I have a large data set where I am looking to create groups based upon cumulative sum percent of the total. I have gotten this to work by using the map function see below code. Is there a better way to do this say if I wanted to make my groups even more granular? So for example now am looking at 5% increments...what if want to look at 1 % increments. Wondering if there is another way where I don't have to explicitly enter them into my "codethem" function.
def codethem(dl):
if dl < .05 : return '5'
elif .05 < dl <= .1: return '10'
elif .1 < dl <= .15: return '15'
elif .15 < dl <= .2: return '20'
elif .2 < dl <= .25: return '25'
elif .25 < dl <= .3: return '30'
elif .3 < dl <= .35: return '35'
elif .35 < dl <= .4: return '40'
elif .4 < dl <= .45: return '45'
elif .45 < dl <= .5: return '50'
elif .5 < dl <= .55: return '55'
elif .55 < dl <= .6: return '60'
elif .6 < dl <= .65: return '65'
elif .65 < dl <= .7: return '70'
elif .7 < dl <= .75: return '75'
elif .75 < dl <= .8: return '80'
elif .8 < dl <= .85: return '85'
elif .85 < dl <= .9: return '90'
elif .9 < dl <= .95: return '95'
elif .95 < dl <= 1: return '100'
else: return 'None'
my_df['code'] = my_df['sales_csum_aspercent'].map(code them)
谢谢!
推荐答案
有一个特殊的方法 - pd.cut()
there is a special method for that - pd.cut()
演示:
创建随机DF:
In [393]: df = pd.DataFrame({'a': np.random.rand(10)})
In [394]: df
Out[394]:
a
0 0.860256
1 0.399267
2 0.209185
3 0.773647
4 0.294845
5 0.883161
6 0.985758
7 0.559730
8 0.723033
9 0.126226
我们应该在调用pd.cut()
时指定bins:
we should specify bins when calling pd.cut()
:
In [404]: np.linspace(0, 1, 11)
Out[404]: array([ 0. , 0.1, 0.2, 0.3, 0.4, 0.5, 0.6, 0.7, 0.8, 0.9, 1. ])

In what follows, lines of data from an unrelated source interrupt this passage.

PR #2438, opened 2024-03-05
Fix index job logic to pass DNS A record

hlts2:
### Description

In the previous implementation, it was possible to set a DNS A record to a job.
However, since only IP was enabled internally, even if a DNS A record was set, it could not be properly connected.
Therefore, I will modify the logic so that when a user specifies a target address (`A record:port` or `ip:port`), it will be preferentially selected.

### Versions

- Go Version: 1.22.0
- Docker Version: 20.10.8
- Kubernetes Version: v1.29.2
- NGT Version: 2.1.6

### Checklist


hlts2:
> **NOTE**
The operator e2e is falling, but it is not falling due to this changes. I will create a new PR for this issue.
https://github.com/vdaas/vald/actions/runs/8227057117/job/22495966605

ykadowak (approved):

kmrmt (approved):

PR #2444, opened 2024-03-08
Implement index operator logic for read replica rotation

ykadowak:
### Description

This PR implements the reconcile logic for read replica rotator in index operator.

- It retrieves the last save and rotation timestamps from the annotations of the agent and the read replica agent. If the last save happened after the last rotation, it generates a rotator job.
- If there are more rotation jobs running than the specified `rotationJobConcurrency`, it does not create a new job but requeues instead.

Will Implement tests after implementation fixed.

### Versions

- Go Version: 1.22.0
- Docker Version: 20.10.8
- Kubernetes Version: v1.29.2
- NGT Version: 2.1.6

### Checklist


charts/vald/templates/index/job/readreplica/rotate/configmap.yaml
```diff
@@ -48,6 +48,6 @@ data:
     rotator:
       agent_namespace: {{ $rotator.agent_namespace | quote }}
       read_replica_label_key: {{ $agent.readreplica.label_key | quote }}
-      read_replica_id: "_MY_TARGET_REPLICA_ID_"
+      read_replica_id: "_{{ $rotator.target_read_replica_id_envname}}_"
```
kpango, line 51:
```suggestion
      read_replica_id: "{{ $rotator.target_read_replica_id }}"
```

charts/vald/values.yaml
```diff
@@ -3475,9 +3475,9 @@ manager:
         # @schema {"name": "manager.index.readreplica.rotator.agent_namespace", "type": "string"}
         # manager.index.readreplica.rotator.agent_namespace -- namespace of agent pods to manage
         agent_namespace: _MY_POD_NAMESPACE_
-        # @schema {"name": "manager.index.readreplica.rotator.read_replica_id", "type": "string"}
-        # manager.index.readreplica.rotator.read_replica_id -- read replica id to perform rotation
-        read_replica_id: _MY_TARGET_REPLICA_ID_
+        # @schema {"name": "manager.index.readreplica.rotator.target_read_replica_id_envname", "type": "string"}
+        # manager.index.readreplica.rotator.target_read_replica_id_envname -- read replica id to perform rotation
+        target_read_replica_id_envname: MY_TARGET_REPLICA_ID
```
kpango, line 3480:
```suggestion
        # @schema {"name": "manager.index.readreplica.rotator.target_read_replica_id", "type": "string"}
        # manager.index.readreplica.rotator.target_read_replica_id -- read replica id to perform rotation
        target_read_replica_id: _MY_TARGET_REPLICA_ID_
```

internal/config/index_operator.go
```diff
@@ -15,14 +15,23 @@ package config
...
 	// AgentNamespace represent agent namespace location
 	AgentNamespace string `json:"agent_namespace" yaml:"agent_namespace"`
 
-	// Concurrency represents indexing concurrency.
-	Concurrency int `json:"concurrency" yaml:"concurrency"`
+	// RotatorName represent rotator name for service discovery
+	RotatorName string `json:"rotator_name" yaml:"rotator_name"`
+
+	// TargetReadReplicaIDEnvname represents the environment variable name for target read replica id.
+	TargetReadReplicaIDEnvname string `json:"target_read_replica_id_envname" yaml:"target_read_replica_id_envname"`
```
kpango, line 31:
```suggestion
	// TargetReadReplicaID represents the target read replica id.
	TargetReadReplicaID string `json:"target_read_replica_id" yaml:"target_read_replica_id"`
```

internal/config/index_operator.go
```diff
@@ -32,6 +41,7 @@ type IndexOperator struct {
 }
 
 func (ic *IndexOperator) Bind() *IndexOperator {
+	ic.Namespace = GetActualValue(ic.Namespace)
```
kpango, line 44:
```suggestion
	ic.Namespace = GetActualValue(ic.Namespace)
	ic.TargetReadReplicaID = GetActualValue(ic.TargetReadReplicaID)
```

kpango (changes requested):
Since the Config struct is designed to receive values directly, explicitly specifying that it is an Envvvar is not necessary, and the only case where the value passed from yaml is a special case (_), so don't care about it.

charts/vald-helm-operator/crds/valdrelease.yaml
```diff
@@ -11240,6 +11238,8 @@ spec:
                                       type: boolean
                                     name:
                                       type: string
+                                target_read_replica_id_envname:
```
hlts2, line 11241:
```suggestion
                                target_read_replica_id:
```

charts/vald/templates/index/operator/configmap.yaml
```diff
@@ -42,9 +43,12 @@ data:
       {{- $observability := dict "Values" $operator.observability "default" .Values.defaults.observability }}
       {{- include "vald.observability" $observability | nindent 6 }}
     operator:
+      namespace: _MY_POD_NAMESPACE_
       agent_name: {{ $agent.name }}
       agent_namespace: {{ $agent.namespace }}
-      concurrency: 1
+      rotator_name: {{ $rotator.name }}
+      target_read_replica_id_envname: {{ $rotator.target_read_replica_id_envname }}
```
hlts2, line 50:
```suggestion
      target_read_replica_id: {{ $rotator.target_read_replica_id }}
```

cmd/index/operator/sample.yaml
```diff
@@ -69,8 +69,11 @@ server_config:
     enabled: false
     key: /path/to/key
 operator:
+  namespace: "default"
   agent_name: "vald-agent"
   agent_namespace: "default"
+  rotator_name: "vald-readreplica-rotate"
+  target_read_replica_id_envname: MY_TARGET_REPLICA_ID
```
hlts2, line 76:
```suggestion
  target_read_replica_id: _MY_TARGET_REPLICA_ID_
```

ykadowak:
> Since the Config struct is designed to receive values directly, explicitly specifying that it is an Envvvar is not necessary, and the only case where the value passed from yaml is a special case (_), so don't care about it.

This is to specify which read replica to rotate on creating rotator job like below. I made the envname variable to avoid hard coding the envname.

https://github.com/vdaas/vald/blob/d4a19aa2c077514b82bce571484e2fdc2ed26936/pkg/index/operator/service/operator.go#L260-L263

kpango:
> > Since the Config struct is designed to receive values directly, explicitly specifying that it is an Envvvar is not necessary, and the only case where the value passed from yaml is a special case (_), so don't care about it.
> 
> @kpango This is to specify which read replica to rotate on creating rotator job like below. I made the envname variable to avoid hard coding the envname.
> 
> https://github.com/vdaas/vald/blob/d4a19aa2c077514b82bce571484e2fdc2ed26936/pkg/index/operator/service/operator.go#L260-L263

Yes, I know that, so I think you can do what you are supposed to do if you modify as I suggested.

internal/k8s/podv2/option.go
```diff
@@ -0,0 +1,96 @@
...
+			r.addListOpts(client.MatchingFields(fs))
+		}
+		return nil
+	}
+}
+
+func WithForOpts(fopts ...builder.ForOption) Option {
+	return func(r *reconciler) error {
+		r.forOpts = fopts
+		return nil
```
hlts2, line 94: If called more than once, the options added before will disappear, so I think it is better to use append just in case 👍 
```suggestion
	return func(r *reconciler) error {
		if len(fopts) == 0 {
			return nil
		}
		r.forOpts = append(r.forOpts, fopts...)
		return nil
```

kpango (approved):

internal/k8s/client/client.go
```diff
@@ -49,13 +54,21 @@ type (
...
 	MatchingLabels     = cli.MatchingLabels
 	InNamespace        = cli.InNamespace
 	VolumeSnapshot     = snapshotv1.VolumeSnapshot
+	Pod                = corev1.Pod
 	Deployment         = appsv1.Deployment
 	DeploymentList     = appsv1.DeploymentList
 	ObjectMeta         = metav1.ObjectMeta
+	EnvVar             = corev1.EnvVar
+	Job                = batchv1.Job
+	JobList            = batchv1.JobList
```
vankichi, line 69: Please explain why define `Job` and `JobList` here.
`Job` is already at defined `internal/k8s/job/job`

vankichi (approved):

PR #2797, opened 2025-01-08
Fix validation logic for manager indexer

aknishid:
### Description
It appears that the current validation does not account for cases where saveIndexDurationLimit might be set to a significantly large negative value (e.g., -1h). This could inadvertently result in valid configurations being flagged as errors.

Even when indexDuration, indexDurationLimit, and saveIndexDurationLimit are all set to negative values, the system assigns MaxInt64 at startup, ensuring that an index creation will eventually occur. Because of this, I wonder if this validation is strictly necessary.

If the goal is to detect only configurations where index duration is effectively disabled, we could modify the validation to:
```
if i.indexDuration <= 0 && i.indexDurationLimit <= 0 && i.saveIndexDurationLimit <= 0 {
    return nil, errors.ErrInvalidConfig
}

```
This way, the validation triggers an error only when all three parameters are negative.

As I do not have full context on the original intent behind this validation, I would appreciate any insights or corrections if I am misunderstanding its purpose.

### Versions

- Vald Version: v1.7.15
- Go Version: v1.23.4
- Rust Version: v1.83.0
- Docker Version: v27.4.0
- Kubernetes Version: v1.32.0
- Helm Version: v3.16.3
- NGT Version: v2.3.5
- Faiss Version: v1.9.0

### Checklist

## Summary by CodeRabbit

- **Bug Fixes**
	- Improved validation logic for configuration duration parameters to ensure each duration is non-negative.


kpango (dismissed):
LGTM

kpango (approved):

vankichi:
Thanks @aknishid 
I will approve after all e2e-test on GitHub Actions end with success.

PR #2803, opened 2025-01-16
refactor: Use generics in function of bidirectional stream

highpon:
### Description
Use generics of function of bidirectional stream.
This PR intends to refactor current code.

### Versions

- Vald Version: v1.7.15
- Go Version: v1.23.4
- Rust Version: v1.83.0
- Docker Version: v27.4.0
- Kubernetes Version: v1.32.0
- Helm Version: v3.16.3
- NGT Version: v2.3.5
- Faiss Version: v1.9.0

### Checklist

## Summary by CodeRabbit

- **Refactor**
	- Updated function signatures in multiple service files to improve type safety.
	- Modified return types to use pointer-based generics in gRPC stream and load testing utilities.
	- Enhanced type handling for data providers and request generation.

- **Technical Improvements**
	- Refined type parameter declarations in gRPC streaming functions.
	- Updated callback and data provider function signatures to use more explicit pointer types.

### DIFF
--- a/internal/net/grpc/stream.go
+++ b/internal/net/grpc/stream.go
@@ -218,7 +218,7 @@ func BidirectionalStreamClient[S, R any](
 					return eg.Wait()
 				}
 
-				err = stream.SendMsg(data)
+				err = stream.SendMsg(*data)
 				if err != nil {
 					return err
 				}
--- a/internal/net/grpc/stream.go
+++ b/internal/net/grpc/stream.go
@@ -45,7 +45,7 @@ type (
 // It receives messages from the stream, calls the function with the received message, and sends the returned message to the stream.
 // It limits the number of concurrent calls to the function with the concurrency integer.
 // It records errors and returns them as a single error.
-func BidirectionalStream[Q any, R any](
+func BidirectionalStream[Q, R any](
 	ctx context.Context,
 	stream ServerStream,
 	concurrency int,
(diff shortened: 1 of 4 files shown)


kpango:
@highpon Thank you for your contribution around important libs.

How about an interface that cancels all stream processing in case of false by using a boolean as the return value of the callback function argument of the BidirectionalStreamClient?

It would be very useful to have an interface that can stop all streams when a fatal error is detected in the callback function.

internal/net/grpc/stream.go
```diff
@@ -167,8 +167,8 @@ func BidirectionalStream[Q any, R any](
 }
 
 // BidirectionalStreamClient is gRPC client stream.
-func BidirectionalStreamClient(
-	stream ClientStream, dataProvider, newData func() any, f func(any, error),
+func BidirectionalStreamClient[S, R any](
+	stream ClientStream, sendDataProvider func() *S, callBack func(*R, error),
```
kpango, line 171: @highpon Thank you for your contribution around important libs.

How about an interface that cancels all stream processing in case of false by using a boolean as the return value of the callback function argument of the BidirectionalStreamClient?

It would be very useful to have an interface that can stop all streams when a fatal error is detected in the callback function.

```suggestion
func BidirectionalStreamClient[S, R any](
	stream ClientStream, sendDataProvider func() *S, callBack func(*R, error) bool,
```

internal/net/grpc/stream.go
```diff
@@ -183,13 +183,13 @@ func BidirectionalStreamClient(
...
 			default:
-				res := newData()
+				res := new(R)
 				err = stream.RecvMsg(res)
 				if err == io.EOF || errors.Is(err, io.EOF) {
 					cancel()
 					return nil
 				}
-				f(res, err)
+				callBack(res, err)
```
kpango, line 192: Kind of like this.
```suggestion
				if !callBack(res, err) {
					cancel()
					return nil
				}
```

highpon: Thanks for you review!
fix: https://github.com/vdaas/vald/pull/2803/commits/39c214947bb034337a86aacb33e84e9256311d6d

kmrmt (approved):

kpango (approved):

PR #3520, opened 2026-04-07
fix: resolve docker/CI build failures from cmake flag mixing and toolchain export pollution

kpango:
Docker builds fail because `LDFLAGS` (containing `-static`, `-Wl,--whole-archive`, `-fuse-ld=lld`, etc.) was passed into `CMAKE_C_FLAGS`/`CMAKE_CXX_FLAGS`, causing cmake compiler checks to fail. Additionally, `export CC CXX AR NM RANLIB LDFLAGS CFLAGS CXXFLAGS` polluted subprocess environments, breaking `cargo install` (ring crate) in format CI where clang isn't installed.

In [395]: pd.cut(df.a, bins=np.linspace(0, 1, 11))
Out[395]:
0 (0.8, 0.9]
1 (0.3, 0.4]
2 (0.2, 0.3]
3 (0.7, 0.8]
4 (0.2, 0.3]
5 (0.8, 0.9]
6 (0.9, 1]
7 (0.5, 0.6]
8 (0.7, 0.8]
9 (0.1, 0.2]
Name: a, dtype: category
Categories (10, object): [(0, 0.1] < (0.1, 0.2] < (0.2, 0.3] < (0.3, 0.4] ... (0.6, 0.7] < (0.7, 0.8] < (0.8, 0.9] < (0.9, 1]]
如果我们想要自定义标签,我们应该明确指定它们:
if we want to have a custom labels, we should explicitly specify them:
In [401]: bins = np.linspace(0,1, 11)
注意:bin 标签必须比 bin 边的数量少 1
NOTE: bin labels must be one fewer than the number of bin edges
In [402]: labels = (bins[1:]*100).astype(int)
In [412]: labels
Out[412]: array([ 10, 20, 30, 40, 50, 60, 70, 80, 90, 100])
In [403]: pd.cut(df.a, bins=bins, labels=labels)
Out[403]:
0 90
1 40
2 30
3 80
4 30
5 90
6 100
7 60
8 80
9 20
Name: a, dtype: category
Categories (10, int64): [10 < 20 < 30 < 40 ... 70 < 80 < 90 < 100]
让我们用 5%
步骤来做
In [419]: bins = np.linspace(0, 1, 21)
In [420]: bins
Out[420]: array([ 0. , 0.05, 0.1 , 0.15, 0.2 , 0.25, 0.3 , 0.35, 0.4 , 0.45, 0.5 , 0.55, 0.6 , 0.65, 0.7 , 0.75, 0.8 , 0.8
5, 0.9 , 0.95, 1. ])
In [421]: labels = (bins[1:]*100).astype(int)
In [422]: labels
Out[422]: array([ 5, 10, 15, 20, 25, 30, 35, 40, 45, 50, 55, 60, 65, 70, 75, 80, 85, 90, 95, 100])
In [423]: pd.cut(df.a, bins=bins, labels=labels)
Out[423]:
0 90
1 40
2 25
3 80
4 30
5 90
6 100
7 60
8 75
9 15
Name: a, dtype: category
Categories (20, int64): [5 < 10 < 15 < 20 ... 85 < 90 < 95 < 100]
这篇关于Python Pandas:使用地图按范围创建组的文章就介绍到这了,希望我们推荐的答案对大家有所帮助,也希望大家多多支持IT屋!